口をへの字にしつつ視線で言うと、私の横に回り込んできていたルブルムさんが「聞くだけ聞こう」と言った。
「具体的には?」
「呪いに犯された部分ノミ切り落とし、生命魔法で生やしマス」
豆苗かな?
「え、本気ですかそれ」
「本気デス。但し、補助魔方陣も触媒もナイので、私一人デやらねばなりまセン。傷を治すナラまだしも、失ったモノを一から生やすとナレばとんでもない量の魔力ガ必要になりマス。一人救えるカどうかモ怪しいデス」
「生やさないで傷を塞ぐという選択肢は?」
「生憎犯された魂の部分ごと器を斬るノデ、その後に器を継ぎ足して魂の受け皿を作らネバ、魂に傷が残ってしまいマス。その案は却下デス」
お茶碗が真っ二つに割れた場合、傷の少ない方のお茶碗に板をくっつけて「補修」しても、それは「お茶碗」とはいえないだろう。ご飯を満足によそえないし、フォルムだって変わってしまっている。それはいけないことだ。だから、ちゃんと元の形に直さなければならない。

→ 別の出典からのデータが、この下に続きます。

Issue #1747, opened 2019-11-07
Image Transformer Empty Containers


DustinChaloupka:
Similar to #890, but on an empty `containers` or `initContainers` and on any type of resource:

**test.yaml**
```yaml
apiVersion: apps/v1
kind: Deployment
metadata:
  name: test
spec:
    spec:
      initContainers:
      containers:
        - name: test
          image: other.registry.com/test:1.0.0
```
**kustomization.yaml**
```yaml
resources:
  - test.yaml

images:
  - name: other.registry.com/test
    newName: my.registry.com/test
```
Either one can be empty and doing a `kustomize build` will result in:
```
Error: containers path is not of type []interface{} but <nil>
```

PR #1820, opened 2019-11-21
Skip updating empty containers in image tranformer

haiyanmeng:
Fixes: https://github.com/kubernetes-sigs/kustomize/issues/1747


monopole:
please add the test case described in the #1747 to ImageTagTransformer_test.go
so we have regression coverage for this

haiyanmeng:
> please add the test case described in the #1747 to ImageTagTransformer_test.go
> so we have regression coverage for this

Done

「なるほど。で、人の体を再生させるような術はヴィルディさんでも非常に大変だと」
「一応言っておくが、そもそも人の体を一人で再生しうるのが規格外だからな」
つっかえねーな!みたいな雰囲気をしていたのがバレたらしい。釘を刺すような口調でルブルムさんに言われた私は、何と返答したものか迷った挙げ句、曖昧な愛想笑いをするに留めておいた。